# Help with Neglected Wirehair Pointer



## Muppet (May 10, 2012)

So I am fostering (and will probably adopt) a 3 year old german wirehair pointer. She has longer, thick wiry hair about 2 inches long. It is not matted, but completely unruly. It is pretty evident that her hair has never been dealt with. 

She was just spayed a little while back, so she has not been properly bathed, but she has been brushed and nothing is helping calm her hair. I am assuming that she will need to be stripped, but with such long and thick hair I am a bit intimidated. I am under the impression that it could take a few months to get her settled out. There are no groomers in my area that offer stripping, so it is up to me.

I feel so bad for the girl. She was not socialized properly and now that she is in the city with lots of dogs and people who she would love to meet, everyone avoids her because she looks so unkempt and dirty with her freckles.

Does anyone have any advice for stripping for a longer hair dog? 

Thank you!


----------



## Graco22 (Jul 16, 2007)

Just pluck out all the longer dead hairs. They will pull easily if they are dead. This is the only time I would recommend a Coat King, on a pet, with blown coat. Whatever hairs it does cut, you should be plucking next session anyway.


----------



## Muppet (May 10, 2012)

Thanks! I am starting to do short plucking sessions, to get both me and her used to her beauty regiment. Sometimes the hair comes out easily, other times I feel like I am just picking on her with little results...

I had a thought, what if her previous owner shaved her instead of properly grooming her? Might that be why her hair is so unruly? If so, do I try to handle to situation differently?


----------



## Graco22 (Jul 16, 2007)

Muppet said:


> Thanks! I am starting to do short plucking sessions, to get both me and her used to her beauty regiment. Sometimes the hair comes out easily, other times I feel like I am just picking on her with little results...
> 
> I had a thought, what if her previous owner shaved her instead of properly grooming her? Might that be why her hair is so unruly? If so, do I try to handle to situation differently?


 Its possible she was shave/clipped in the past, but if you still have wiry hair, its all good. Just keep pulling it. Without seeing a photo, its hard to say what it wild and unruly. If not groomed, this breed can get some hair that is quite long, curly and unruly. Spaying and neutering sometimes changes the coat as well, and makes it come in softer, curlier and thicker.


----------



## Kayota (Aug 14, 2009)

Roxie's wirehair is long and it seems wild/unruly but I successfully stripped her once.


----------



## Amaryllis (Dec 28, 2011)

I can't add anything to a discussion of wire hairs, but will she wear a bandanna or a big fake flower on her collar?
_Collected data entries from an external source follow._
PR #4326, opened 2024-02-14
cleanup: remove invite code from client db

joschisan:
We can generate invite codes from the client config, the separate invite code in the db is a remnant from a time when we had to request an invite code from the guardian.

### DIFF
--- a/fedimint-cli/src/lib.rs
+++ b/fedimint-cli/src/lib.rs
@@ -21,7 +21,7 @@ use fedimint_bip39::Bip39RootSecretStrategy;
 use fedimint_client::module::init::{ClientModuleInit, ClientModuleInitRegistry};
 use fedimint_client::module::ClientModule as _;
 use fedimint_client::secret::{get_default_client_secret, RootSecretStrategy};
-use fedimint_client::{get_invite_code_from_db, Client, ClientBuilder, ClientHandle};
+use fedimint_client::{Client, ClientBuilder, ClientHandle};
 use fedimint_core::admin_client::WsAdminClient;
 use fedimint_core::api::{
     FederationApiExt, FederationError, IRawFederationApi, InviteCode, WsFederationApi,
@@ -335,7 +335,9 @@ enum Command {
     Dev(DevCmd),
 
     /// Config enabling client to establish websocket connection to federation
-    InviteCode,
+    InviteCode {
+        peer: PeerId,
+    },
 
     /// Join a federation using it's InviteCode
     JoinFederation {
@@ -539,7 +541,6 @@ impl FedimintCli {
                     &client_config.global.calculate_federation_id(),
                 ),
                 client_config.clone(),
-                invite_code,
             )
             .await
             .map_err_cli_general()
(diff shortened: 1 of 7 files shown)


justinmoon:
Does this require a client migration? We'll be leaving behind a key in the database that may represent something else in the future.

justinmoon:
Now that https://github.com/fedimint/fedimint/issues/3417 is closed, we should be able to write this migration.

fedimint-client/src/db.rs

I've noticed that people see a dog wearing a bandanna as friendly and petable. That might counteract her wild appearance and encourage people to pay attention to her.


----------



## Muppet (May 10, 2012)

She is starting to looking a bit better, just a slow process. She loves it though... for about 20 seconds. 

Amaryllis: That is funny you mention that. I have (tentatively) named her Daisy because I think is fits her cow-like appearance. I _just_ bought her a oversized daisy to wear around her collar. My last dog got so much positive attention on our walks, and I am having a hard time adjusting to the fact that my lady is harder sell.


----------



## Muppet (May 10, 2012)

here she is!


----------



## Graco22 (Jul 16, 2007)

Ya, she is really long. Looks like nice wiry coat tho. Keep pulling, and slicker brush her as often as you can, as that will pull the undercoat too. If time is of the essence, this is about the only time I would say get a Coat King and rake her with that really good til you stop getting coat out. That will cut some hair, but shes a pet and not a show dog, so not too much harm, especially if you are pulling those hairs later that month. Ideally, you need to pull all the long hairs within a two week window, or as you pull it, the rest just keep growing back out.  Handstripping is a neverending process. I spend at least an hour weekly on my Airedale.


----------